» **WORK REQUEST**
Where the word "these" occurs in a line of the data, return the whole line.

--- START ---

PR #4629, opened 2026-04-16
[DEV-15049] Optimize DuckDB download process

aguest-kc:
## Description:
Updates the download logic for DuckDB to only create the download tables that are required for that specific download job. For example, if a Custom Account download only includes File A then we only need to create the File A download table in memory.

## Requirements for PR Merge:

4. [x] Jira Ticket(s)
    1. [DEV-15049](https://federal-spending-transparency.atlassian.net/browse/DEV-15049)

[DEV-15049]: https://federal-spending-transparency.atlassian.net/browse/DEV-15049?atlOrigin=eyJpIjoiNWRkNTljNzYxNjVmNDY3MDlhMDU5Y2ZhYzA5YTRkZjUiLCJwIjoiZ2l0aHViLWNvbS1KU1cifQ


usaspending_api/download/v2/base_download_viewset.py
```diff
@@ -110,12 +123,21 @@ def process_request(self, download_job: DownloadJob, json_request: dict) -> None
             # Eagerly execute the download in this running process
             if self.is_spark_download(json_request):
                 spark_jobs = SparkJobs(LocalStrategy())
+                # Use DuckDBStrategy() for DuckDB downloads to avoid starting an unnecessary Spark session, if the
```
sethstoudenmier: Do we need the commented code to stay?

sethstoudenmier (changes requested):
Changes look good, just a comment around the commented code.

usaspending_api/download/v2/base_download_viewset.py
aguest-kc: I added the commented out code to prevent `LocalStrategy()` from starting a Spark session that wasn't being used when DuckDB is being used instead. I then commented it out because I wasn't sure if everyone had DuckDB setup locally to perform these downloads.

I can remove it, but if we want to mimic the deployed behavior eventually then we should use this logic.

sethstoudenmier (approved):

PR #4634, opened 2026-04-21
[DEV-14570] Implement the spending_by_award filters in Pydantic

aguest-kc:
## Description:
Use Pydantic to validate the `spending_by_award` filters instead of TinyShield.

## Requirements for PR Merge:

    1. API Contracts
    2. API UI
    3. Comments
5. [x] Jira Ticket(s)
    1. [DEV-14570](https://federal-spending-transparency.atlassian.net/browse/DEV-14570)

[DEV-14570]: https://federal-spending-transparency.atlassian.net/browse/DEV-14570?atlOrigin=eyJpIjoiNWRkNTljNzYxNjVmNDY3MDlhMDU5Y2ZhYzA5YTRkZjUiLCJwIjoiZ2l0aHViLWNvbS1KU1cifQ


anjenkin (dismissed):
I double checked and the FE isn't using 'program_activity' on the spending_by_award endpoint.

usaspending_api/common/pydantic_base_models/codes.py
zachflanders-frb, line 1: I wonder if it makes sense to consolidate these into a single `CodeObject` model?

usaspending_api/common/pydantic_base_models/locations.py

--- END ---

» **YOUR SOLUTION**
aguest-kc: I added the commented out code to prevent `LocalStrategy()` from starting a Spark session that wasn't being used when DuckDB is being used instead. I then commented it out because I wasn't sure if everyone had DuckDB setup locally to perform these downloads.
zachflanders-frb, line 1: I wonder if it makes sense to consolidate these into a single `CodeObject` model?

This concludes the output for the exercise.